ਦੋਹਾਗਣੀ ਮਹਲੁ ਨ ਪਾਇਨੑੀ ਨ ਜਾਣਨਿ ਪਿਰ ਕਾ ਸੁਆਉ ॥
dohaaganee mahal na paaeinaee na jaanan pir kaa suaau |

De verlaten bruiden verwerven het Huis van de Aanwezigheid van hun Echtgenoot niet, noch kennen zij Zijn smaak.

ਫਿਕਾ ਬੋਲਹਿ ਨਾ ਨਿਵਹਿ ਦੂਜਾ ਭਾਉ ਸੁਆਉ ॥੧॥
fikaa boleh naa niveh doojaa bhaau suaau |1|

Ze spreken harde woorden en buigen niet voor Hem; ze zijn verliefd op een ander. ||1||

ਇਹੁ ਮਨੂਆ ਕਿਉ ਕਰਿ ਵਸਿ ਆਵੈ ॥
eihu manooaa kiau kar vas aavai |

Hoe kan deze geest onder controle komen?

ਗੁਰਪਰਸਾਦੀ ਠਾਕੀਐ ਗਿਆਨ ਮਤੀ ਘਰਿ ਆਵੈ ॥੧॥ ਰਹਾਉ ॥
guraparasaadee tthaakeeai giaan matee ghar aavai |1| rahaau |

Door de genade van de Guru wordt het onder controle gehouden; onderwezen in spirituele wijsheid, keert het terug naar zijn thuis. ||1||Pauze||

ਸੋਹਾਗਣੀ ਆਪਿ ਸਵਾਰੀਓਨੁ ਲਾਇ ਪ੍ਰੇਮ ਪਿਆਰੁ ॥
sohaaganee aap savaareeon laae prem piaar |

Hijzelf siert de gelukkige zielsbruiden; zij dragen Hem liefde en genegenheid.

ਸਤਿਗੁਰ ਕੈ ਭਾਣੈ ਚਲਦੀਆ ਨਾਮੇ ਸਹਜਿ ਸੀਗਾਰੁ ॥੨॥
satigur kai bhaanai chaladeea naame sahaj seegaar |2|

Ze leven in harmonie met de zoete wil van de ware goeroe, uiteraard versierd met de Naam. ||2||

ਸਦਾ ਰਾਵਹਿ ਪਿਰੁ ਆਪਣਾ ਸਚੀ ਸੇਜ ਸੁਭਾਇ ॥
sadaa raaveh pir aapanaa sachee sej subhaae |

Ze genieten voor altijd van hun Geliefde, en hun bed is versierd met Waarheid.

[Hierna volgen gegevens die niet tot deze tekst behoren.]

Issue #1738, opened 2024-11-20
Move `BuildConfig.targetOS` to `BuildConfig.codeConfig.targetOS`, remove it entirely or extend to cover web


mkustermann:
Currently the CLI protocol mandates `BuildConfig.targetOS`. Though making builds for the web platform wouldn't have any operating system. So we could either move this to `BuildConfig.codeConfig.targetOS` or remove it entirely.

We may decide that we introduce a `BuildConfig.targetPlatform` which is the platform we're going to run Dart code on - but this is different from an operating system concept ("web" is a target platform, but not an operating system).

/cc @dcharkes

dcharkes:
> remove it entirely

This is not an option right? `hook/build.dart` needs to know what OS a dylib must be built for.

> Move [...] or extend to cover web

`BuildConfig.codeConfig.targetOS` missing while `BuildConfig.codeConfig.targetArchitecture` is there is slightly annoying, so moving could make sense.

> `BuildConfig.targetPlatform`

That would be `native` and `web`?

If users have data assets that are OS dependent, they might start misusing `config.codeConfig.targetOS` to emit different icons for Android/iOS. How confident are you that we don't need an OS for data assets?

mkustermann:
Again, the concept of "operating system" does not make sense in general, because for web builds there's no operating system.

The more general concept of "target platform" is a superset, it gives the same information as OS but also allows expressing we compile for the web. So that would allow removing `targetOS` (as it can be deducted from the more general `targetPlatform`).

We could structure it slightly differently and have
```
BuildConfig
  .targetPlatform (if it's native, .nativeConfig will be set, if it's web .webConfig will be set)
  .nativeConfig
     .targetOS
     .codeConfig
         .cCompiler
           .archiver/.linker/....
  .webConfig
     .compiler (JS or Wasm)
     .crossOriginIsolated (or whathever web specific options)
```

In any case I believe for web builds it doesn't make sense to have `OS` - except if made some artificial `OS.web` but that seems very weird because the actual OS the web build runs on a particular operating system, we just don't know at compile-time.

dcharkes:
> `.nativeConfig` `.webConfig`

👍
I like this more than `.codeConfig` and `.dataConfig`. Because it feels somewhat weird to duplicate info such as `targetOS` in both `.codeConfig` and `.dataConfig` or say `.dataConfig` does not get access to to OS because it might not exist on the web.

mkustermann:
[...]

PR #1797, opened 2024-12-10
[native_assets_cli] Move `config.buildMode` to `config.codeConfig.buildMode`

dcharkes:
The first in a series of refactorings to address:

The build-mode is tied very much to C compilation. If we'd like to introduce something akin to Flutter's build modes we can introduce `config.flutterConfig.buildMode` with the actual flutter strings (including `"profile"`) in the future.


dcharkes:
We'll move it to `package:native_toolchain_c` instead:

* https://github.com/dart-lang/native/pull/1800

ਪਿਰ ਕੈ ਪ੍ਰੇਮਿ ਮੋਹੀਆ ਮਿਲਿ ਪ੍ਰੀਤਮ ਸੁਖੁ ਪਾਇ ॥੩॥
pir kai prem moheea mil preetam sukh paae |3|

Ze zijn gefascineerd door de liefde van hun echtgenoot Heer; als ze hun Geliefde ontmoeten, verkrijgen ze vrede. ||3||

ਗਿਆਨ ਅਪਾਰੁ ਸੀਗਾਰੁ ਹੈ ਸੋਭਾਵੰਤੀ ਨਾਰਿ ॥
giaan apaar seegaar hai sobhaavantee naar |

Spirituele wijsheid is de onvergelijkbare versiering van de gelukkige zielsbruid.

ਸਾ ਸਭਰਾਈ ਸੁੰਦਰੀ ਪਿਰ ਕੈ ਹੇਤਿ ਪਿਆਰਿ ॥੪॥
saa sabharaaee sundaree pir kai het piaar |4|

Ze is zo mooi – ze is de koningin van allemaal; ze geniet van de liefde en genegenheid van haar echtgenoot Heer. ||4||

ਸੋਹਾਗਣੀ ਵਿਚਿ ਰੰਗੁ ਰਖਿਓਨੁ ਸਚੈ ਅਲਖਿ ਅਪਾਰਿ ॥
sohaaganee vich rang rakhion sachai alakh apaar |

De Ware Heer, het Ongeziene, het Oneindige, heeft Zijn Liefde onder de gelukkige zielenbruiden gegoten.

ਸਤਿਗੁਰੁ ਸੇਵਨਿ ਆਪਣਾ ਸਚੈ ਭਾਇ ਪਿਆਰਿ ॥੫॥
satigur sevan aapanaa sachai bhaae piaar |5|

Ze dienen hun ware goeroe, met ware liefde en genegenheid. ||5||

ਸੋਹਾਗਣੀ ਸੀਗਾਰੁ ਬਣਾਇਆ ਗੁਣ ਕਾ ਗਲਿ ਹਾਰੁ ॥
sohaaganee seegaar banaaeaa gun kaa gal haar |

De gelukkige zielsbruid heeft zichzelf versierd met de halsketting van de deugd.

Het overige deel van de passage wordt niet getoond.